Di Chaliastre

Di Chaliastre or Khalyastre (די כאַליאַסטרע, from Polish "halastra" - gang[1]) was a Jewish avant-garde[2] expressionist-futuristic[3] group of poets, who worked in Warsaw between 1919 and 1924.

[4] Seth L. Wolitz divided the group's history into three periods: (1) the year 1919, with the Łódź group associated with Yung-yidish; (2) the transitional period 1921–1922, with the group surrounding Mikhal Vaykhert (Michał Weichert) and Alter-Sholem Kacyzne's Ringen; and (3) the golden period of 1922–1924, which spawned Di Khalyastre, Vog (The Scales; edited by Melech Ravitch), and Albatros, the most thoroughly avant-garde expressionist journal of Uri Tsevi Grinberg.

[4]The first edition of the almanac with the title "Khalyastre" was published in Warsaw in 1922; the editors were Peretz Markish and Israel Joshua Singer.

(We, the young, a happy, boisterous gang / We're trodding on an unknown path / through deeply melancholic days / through nights of fright / Per aspera ad astra!).

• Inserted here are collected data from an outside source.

PR #556, opened 2023-05-16
PLT - Add objective description

Badr-MOUFAD:
This adds the possibility to provide details about the objective metrics, for instance, value and support size.

It exposes an icon beside ``objective_column`` which when hovered shows a description of the objective metrics.
[Live preview of the feature](https://badr-moufad.github.io/share-benchmarks/prev_objective_desc/generated_df_lasso_bench.html).

------
revival of #523

### DIFF
--- a/benchopt/plotting/html/templates/result.mako.html
+++ b/benchopt/plotting/html/templates/result.mako.html
@@ -59,9 +59,11 @@
                                 <label for="objective_column" class="block">Objective column</label>
                                 <!--don't show description unless it is provided -->
                                 % if result['obj_description'] != "":
-                                    <span class="objective-description-icon" style="cursor: pointer;">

The books of the leaders of "Khalyastre" caused a wide resonance - "Nakete Lider" ("Naked Poems", 1921) by Melech Ravitch, "Mephisto" ("Mephistopheles", 1922) by Uri Zvi Greenberg, and "Di Coupe" ("Heap", 1922) by Peretz Markish, in which the theoretical propositions proclaimed by the group - the renewal of the poetic language, the exaltation that explodes verse and the "revolution of the spirit" - are expressed with vivid artistic force.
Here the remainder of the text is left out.